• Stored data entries
*** Begin section ***

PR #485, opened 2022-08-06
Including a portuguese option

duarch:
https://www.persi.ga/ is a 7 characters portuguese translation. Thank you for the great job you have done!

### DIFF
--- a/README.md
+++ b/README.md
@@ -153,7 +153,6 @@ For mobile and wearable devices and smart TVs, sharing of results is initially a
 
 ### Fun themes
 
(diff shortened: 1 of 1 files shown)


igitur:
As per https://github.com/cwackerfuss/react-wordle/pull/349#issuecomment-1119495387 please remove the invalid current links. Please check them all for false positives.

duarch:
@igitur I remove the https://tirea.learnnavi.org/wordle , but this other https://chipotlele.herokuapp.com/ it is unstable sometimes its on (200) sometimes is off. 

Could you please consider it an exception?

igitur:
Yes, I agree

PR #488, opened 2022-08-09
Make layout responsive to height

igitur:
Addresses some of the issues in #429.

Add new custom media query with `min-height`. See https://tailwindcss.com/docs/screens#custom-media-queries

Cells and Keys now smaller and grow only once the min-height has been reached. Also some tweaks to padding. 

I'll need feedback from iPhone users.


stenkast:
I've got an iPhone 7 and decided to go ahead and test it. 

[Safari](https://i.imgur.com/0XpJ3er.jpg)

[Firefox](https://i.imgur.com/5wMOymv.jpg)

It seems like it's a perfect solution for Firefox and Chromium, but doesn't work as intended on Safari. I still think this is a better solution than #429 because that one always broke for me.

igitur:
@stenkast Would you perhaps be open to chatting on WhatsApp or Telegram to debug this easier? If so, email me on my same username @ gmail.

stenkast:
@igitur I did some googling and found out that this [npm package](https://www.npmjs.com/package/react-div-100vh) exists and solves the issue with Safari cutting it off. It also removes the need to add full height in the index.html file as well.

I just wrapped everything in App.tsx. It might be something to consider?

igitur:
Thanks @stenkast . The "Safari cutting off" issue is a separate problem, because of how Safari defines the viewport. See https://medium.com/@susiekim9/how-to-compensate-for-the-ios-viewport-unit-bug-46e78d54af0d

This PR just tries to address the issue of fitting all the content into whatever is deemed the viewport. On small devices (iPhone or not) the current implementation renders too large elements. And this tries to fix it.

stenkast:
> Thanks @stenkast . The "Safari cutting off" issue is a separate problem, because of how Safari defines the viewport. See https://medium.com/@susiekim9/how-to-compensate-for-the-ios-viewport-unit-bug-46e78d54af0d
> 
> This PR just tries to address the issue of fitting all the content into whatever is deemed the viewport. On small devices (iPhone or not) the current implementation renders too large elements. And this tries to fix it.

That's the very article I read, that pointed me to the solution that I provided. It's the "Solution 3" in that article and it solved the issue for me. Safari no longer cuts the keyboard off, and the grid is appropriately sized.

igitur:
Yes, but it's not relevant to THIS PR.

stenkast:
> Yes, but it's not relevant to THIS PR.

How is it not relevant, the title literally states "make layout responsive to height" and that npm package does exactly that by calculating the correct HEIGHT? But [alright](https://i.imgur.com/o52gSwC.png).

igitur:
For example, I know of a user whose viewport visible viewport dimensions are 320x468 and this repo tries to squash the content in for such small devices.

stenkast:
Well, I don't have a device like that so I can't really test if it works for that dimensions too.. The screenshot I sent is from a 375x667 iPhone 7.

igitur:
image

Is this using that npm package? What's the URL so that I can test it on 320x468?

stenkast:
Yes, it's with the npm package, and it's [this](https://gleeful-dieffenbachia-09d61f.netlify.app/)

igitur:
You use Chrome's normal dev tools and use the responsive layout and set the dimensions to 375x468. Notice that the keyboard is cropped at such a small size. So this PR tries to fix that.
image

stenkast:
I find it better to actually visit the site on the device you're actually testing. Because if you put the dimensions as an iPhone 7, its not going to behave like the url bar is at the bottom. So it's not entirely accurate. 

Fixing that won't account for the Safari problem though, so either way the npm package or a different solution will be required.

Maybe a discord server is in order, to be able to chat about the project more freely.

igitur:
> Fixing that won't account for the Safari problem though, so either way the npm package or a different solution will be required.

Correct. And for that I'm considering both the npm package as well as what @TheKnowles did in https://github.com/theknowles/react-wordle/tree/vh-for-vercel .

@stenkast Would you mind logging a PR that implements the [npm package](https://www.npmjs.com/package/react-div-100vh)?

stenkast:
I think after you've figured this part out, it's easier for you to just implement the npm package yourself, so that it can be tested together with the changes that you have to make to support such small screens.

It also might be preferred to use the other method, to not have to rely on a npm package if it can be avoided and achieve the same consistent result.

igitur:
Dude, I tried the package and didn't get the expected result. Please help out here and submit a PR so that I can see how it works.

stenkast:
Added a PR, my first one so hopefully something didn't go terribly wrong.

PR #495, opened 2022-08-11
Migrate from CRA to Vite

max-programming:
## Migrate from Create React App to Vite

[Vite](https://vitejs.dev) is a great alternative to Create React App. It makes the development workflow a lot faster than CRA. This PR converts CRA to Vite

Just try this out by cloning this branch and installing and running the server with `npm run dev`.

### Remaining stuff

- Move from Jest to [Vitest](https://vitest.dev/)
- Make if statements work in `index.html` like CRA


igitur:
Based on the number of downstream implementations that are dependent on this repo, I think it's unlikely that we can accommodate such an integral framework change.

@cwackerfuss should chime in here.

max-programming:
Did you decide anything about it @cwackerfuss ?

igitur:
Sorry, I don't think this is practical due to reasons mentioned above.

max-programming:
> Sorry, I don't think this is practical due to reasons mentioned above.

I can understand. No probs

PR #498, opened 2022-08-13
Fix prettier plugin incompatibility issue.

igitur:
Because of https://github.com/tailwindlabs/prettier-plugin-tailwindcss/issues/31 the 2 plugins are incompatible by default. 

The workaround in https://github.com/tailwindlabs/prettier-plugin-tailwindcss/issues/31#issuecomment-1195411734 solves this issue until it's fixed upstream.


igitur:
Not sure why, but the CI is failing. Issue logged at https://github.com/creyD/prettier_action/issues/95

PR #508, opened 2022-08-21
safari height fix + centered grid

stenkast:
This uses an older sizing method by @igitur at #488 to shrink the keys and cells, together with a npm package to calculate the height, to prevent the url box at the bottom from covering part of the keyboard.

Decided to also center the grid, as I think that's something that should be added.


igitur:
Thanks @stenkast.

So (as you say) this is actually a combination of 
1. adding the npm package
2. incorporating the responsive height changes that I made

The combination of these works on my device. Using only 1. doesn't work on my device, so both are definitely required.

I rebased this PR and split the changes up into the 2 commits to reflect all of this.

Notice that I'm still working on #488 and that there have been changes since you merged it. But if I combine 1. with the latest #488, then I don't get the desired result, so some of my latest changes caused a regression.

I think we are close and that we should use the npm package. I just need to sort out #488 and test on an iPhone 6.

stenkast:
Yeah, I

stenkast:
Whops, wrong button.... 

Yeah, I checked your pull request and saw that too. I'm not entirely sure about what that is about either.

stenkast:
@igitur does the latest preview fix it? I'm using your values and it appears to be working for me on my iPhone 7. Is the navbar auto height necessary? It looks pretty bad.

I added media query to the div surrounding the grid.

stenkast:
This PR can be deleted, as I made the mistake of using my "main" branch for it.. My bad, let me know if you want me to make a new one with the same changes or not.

*** End section ***

• PROBLEM TO WORK ON
Consider the string "Migrate". State how many lines of the data contain it, giving the number alone.

• FINISHED TASK
2